[Dataset entries]
_ _ _ _ _
PR #277, opened 2020-02-03
Fix/banner accessibility

mikkoisa:
* Settings page is now dialog that traps keyboard and screen reader users inside, so that it's only possible to leave the dialog by pressing one of the close buttons. Keyboard navigation loops through the dialog, sr navigation makes rest of the page aria-hidden.

### DIFF
--- a/src/components/Settings/Settings.js
+++ b/src/components/Settings/Settings.js
@@ -35,6 +35,7 @@ class Settings extends React.Component {
 
   constructor(props) {
     super(props);
+    this.dialogRef = React.createRef();
     this.state = {
       alert: false,
       currentSettings: {},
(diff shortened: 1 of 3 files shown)


mikkoisa:
I found that this implementation for settings dialog is most logical and robust. Other solutions could be discussed as well.

mikkoisa:
[Yläpalkki saavutettavuus](https://trello.com/c/iLHvuwd2/397-yl%C3%A4palkki-saavutettavuus)

src/components/Settings/Settings.js
```diff
@@ -614,12 +627,14 @@ class Settings extends React.Component {
...
           <SMButton
             small
+            role="button"
             messageID="general.save"
             onClick={() => this.saveSettings()}
             color="primary"
           />
           <SMButton
             small
+            role="button"
```
Dremars: I think SMButton should have button role by default and then change depending on props. But lets change this independently from this PR.

mikkoisa: Yes, I also found this surprising that the button needs to have role button added. Also screen reader looping in the dialog was not implemented, since it would be confusing to the user (blind users can't know that it loops, instead it feels that the dialog is infinitely long!)

PR #282, opened 2020-02-04
Front page accessibility

mikkoisa:
* Add new disabled style to home buttons
* Fix missing hover styles
* Modify home page icons to Inline SVGs so that the icon color can be changed easily
* Make home page icons smaller


mikkoisa:
[Etusivu saavutettavuus](https://trello.com/c/dFO7JxjO/407-etusivu-saavutettavuus)

src/components/PaperButton/styles.js
```diff
@@ -4,6 +4,25 @@ export default theme => ({
     padding: 0,
     width: '88%',
     maxWidth: 356,
+    '&:hover': {
+      backgroundColor: theme.palette.primary.main,
+      '& $text': {
+        color: '#fff',
```
Dremars: I think we should use relative text colors. For example if `primary.main` becomes lighter color white might not have enough contrast. We should try using `primary.contrastText` variable or if that's not good lets add another variable `primary.starkContrast` or something.

src/components/PaperButton/styles.js
```diff
@@ -4,6 +4,25 @@ export default theme => ({
...
+      },
+      '& $iconContainer': {
+        backgroundColor: '#fff',
```
Dremars: Same as above lets use relative colors using theme.

src/components/PaperButton/styles.js
```diff
@@ -4,6 +4,25 @@ export default theme => ({
...
+        color: theme.palette.primary.main,
+        '& g': {
+          fill: theme.palette.primary.main,
+        },
+      },
+    },
+  },
+  disabled: {
+    pointerEvents: 'none',
+    backgroundColor: '#efefef',
```
Dremars: Does this background color take into account the subtitle text. Not sure if the contrast is good enough. Wasn't able to test this though since texts are using rgba values with reduced alpha. I think we could move to using hexcolors so contrast can be checked more easily.

Also contrast with icon button container seems low. Maybe we can check this together with Nina

mikkoisa: Good call. I checked the contrast ratio value with tool that takes alpha value into account and the ratio is too low to pass wcag AAA standards. Will change to darker text.

src/components/PaperButton/styles.js
mikkoisa: Fixed!

src/components/PaperButton/styles.js
mikkoisa: Fixed!

PR #287, opened 2020-02-06
Feature/bbox parameter option

Dremars:
Handle bbox parameters for unit fetching and map focusing. Add independent DataFetcher component for easier fetch handling.

Meant to solve problems with old embeds and links. For example 
- `/embed/unit?service=25656&bbox=60.10423,24.57757,60.24830,25.12205&city=helsinki`
- `/embed?level=all&bbox=60.184077,24.978499,60.186077,24.980499`
- `/embed?lang=fi&bbox=60.25251,25.21889,60.28112,25.32483&level=all`

Should also handle fetching etc without embed in url.

Should test properly that everything works. There was some problems with old bbox functionality for example old bbox used another coordinate projection to get data from larger area. But this data didn't fall under given bbox parameter so I think it's still fine to exclude that extra data in this new solution.

Also old version had issues where bbox focusing was overridden by focus to unit functionality. This means that in new version `embed/unit?service=25656&bbox=60.10423,24.57757,60.24830,25.12205&city=helsinki` shows the actual bbox area given rather than trying to focus by fitting units to screen.

### DIFF
--- a/src/App.js
+++ b/src/App.js
@@ -19,6 +19,7 @@ import { changeLocaleAction } from './redux/actions/user';
 import DefaultLayout from './layouts';
 import EmbedLayout from './layouts/EmbedLayout';
 import Navigator from './components/Navigator';
+import DataFetcher from './components/DataFetchers/DataFetcher';
 
 class App extends React.Component {
   constructor(props) {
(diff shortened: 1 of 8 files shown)


Dremars:
[Upotuksen bbox rajaus ja level ei toimi](https://trello.com/c/n0ECZmVq/394-upotuksen-bbox-rajaus-ja-level-ei-toimi)

mikkoisa:
Seems to be working well, didn't find any issues while testing!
_ _ _ _ _
» EXERCISE BRIEF: Print each record again. Nothing may be left out.

» ANSWER AREA:
PR #277, opened 2020-02-03
Fix/banner accessibility

mikkoisa:
* Settings page is now dialog that traps keyboard and screen reader users inside, so that it's only possible to leave the dialog by pressing one of the close buttons. Keyboard navigation loops through the dialog, sr navigation makes rest of the page aria-hidden.

### DIFF
--- a/src/components/Settings/Settings.js
+++ b/src/components/Settings/Settings.js
@@ -35,6 +35,7 @@ class Settings extends React.Component {
 
   constructor(props) {
     super(props);
+    this.dialogRef = React.createRef();
     this.state = {
       alert: false,
       currentSettings: {},
(diff shortened: 1 of 3 files shown)


mikkoisa:
I found that this implementation for settings dialog is most logical and robust. Other solutions could be discussed as well.

mikkoisa:
[Yläpalkki saavutettavuus](https://trello.com/c/iLHvuwd2/397-yl%C3%A4palkki-saavutettavuus)

src/components/Settings/Settings.js
```diff
@@ -614,12 +627,14 @@ class Settings extends React.Component {
...
           <SMButton
             small
+            role="button"
             messageID="general.save"
             onClick={() => this.saveSettings()}
             color="primary"
           />
           <SMButton
             small
+            role="button"
```
Dremars: I think SMButton should have button role by default and then change depending on props. But lets change this independently from this PR.

mikkoisa: Yes, I also found this surprising that the button needs to have role button added. Also screen reader looping in the dialog was not implemented, since it would be confusing to the user (blind users can't know that it loops, instead it feels that the dialog is infinitely long!)

PR #282, opened 2020-02-04
Front page accessibility

mikkoisa:
* Add new disabled style to home buttons
* Fix missing hover styles
* Modify home page icons to Inline SVGs so that the icon color can be changed easily
* Make home page icons smaller


mikkoisa:
[Etusivu saavutettavuus](https://trello.com/c/dFO7JxjO/407-etusivu-saavutettavuus)

src/components/PaperButton/styles.js
```diff
@@ -4,6 +4,25 @@ export default theme => ({
     padding: 0,
     width: '88%',
     maxWidth: 356,
+    '&:hover': {
+      backgroundColor: theme.palette.primary.main,
+      '& $text': {
+        color: '#fff',
```
Dremars: I think we should use relative text colors. For example if `primary.main` becomes lighter color white might not have enough contrast. We should try using `primary.contrastText` variable or if that's not good lets add another variable `primary.starkContrast` or something.

src/components/PaperButton/styles.js
```diff
@@ -4,6 +4,25 @@ export default theme => ({
...
+      },
+      '& $iconContainer': {
+        backgroundColor: '#fff',
```
Dremars: Same as above lets use relative colors using theme.

src/components/PaperButton/styles.js
```diff
@@ -4,6 +4,25 @@ export default theme => ({
...
+        color: theme.palette.primary.main,
+        '& g': {
+          fill: theme.palette.primary.main,
+        },
+      },
+    },
+  },
+  disabled: {
+    pointerEvents: 'none',
+    backgroundColor: '#efefef',
```
Dremars: Does this background color take into account the subtitle text. Not sure if the contrast is good enough. Wasn't able to test this though since texts are using rgba values with reduced alpha. I think we could move to using hexcolors so contrast can be checked more easily.

Also contrast with icon button container seems low. Maybe we can check this together with Nina

mikkoisa: Good call. I checked the contrast ratio value with tool that takes alpha value into account and the ratio is too low to pass wcag AAA standards. Will change to darker text.

src/components/PaperButton/styles.js
mikkoisa: Fixed!

src/components/PaperButton/styles.js
mikkoisa: Fixed!

PR #287, opened 2020-02-06
Feature/bbox parameter option

Dremars:
Handle bbox parameters for unit fetching and map focusing. Add independent DataFetcher component for easier fetch handling.

Meant to solve problems with old embeds and links. For example 
- `/embed/unit?service=25656&bbox=60.10423,24.57757,60.24830,25.12205&city=helsinki`
- `/embed?level=all&bbox=60.184077,24.978499,60.186077,24.980499`
- `/embed?lang=fi&bbox=60.25251,25.21889,60.28112,25.32483&level=all`

Should also handle fetching etc without embed in url.

Should test properly that everything works. There was some problems with old bbox functionality for example old bbox used another coordinate projection to get data from larger area. But this data didn't fall under given bbox parameter so I think it's still fine to exclude that extra data in this new solution.

Also old version had issues where bbox focusing was overridden by focus to unit functionality. This means that in new version `embed/unit?service=25656&bbox=60.10423,24.57757,60.24830,25.12205&city=helsinki` shows the actual bbox area given rather than trying to focus by fitting units to screen.

### DIFF
--- a/src/App.js
+++ b/src/App.js
@@ -19,6 +19,7 @@ import { changeLocaleAction } from './redux/actions/user';
 import DefaultLayout from './layouts';
 import EmbedLayout from './layouts/EmbedLayout';
 import Navigator from './components/Navigator';
+import DataFetcher from './components/DataFetchers/DataFetcher';
 
 class App extends React.Component {
   constructor(props) {
(diff shortened: 1 of 8 files shown)


Dremars:
[Upotuksen bbox rajaus ja level ei toimi](https://trello.com/c/n0ECZmVq/394-upotuksen-bbox-rajaus-ja-level-ei-toimi)

mikkoisa:
Seems to be working well, didn't find any issues while testing!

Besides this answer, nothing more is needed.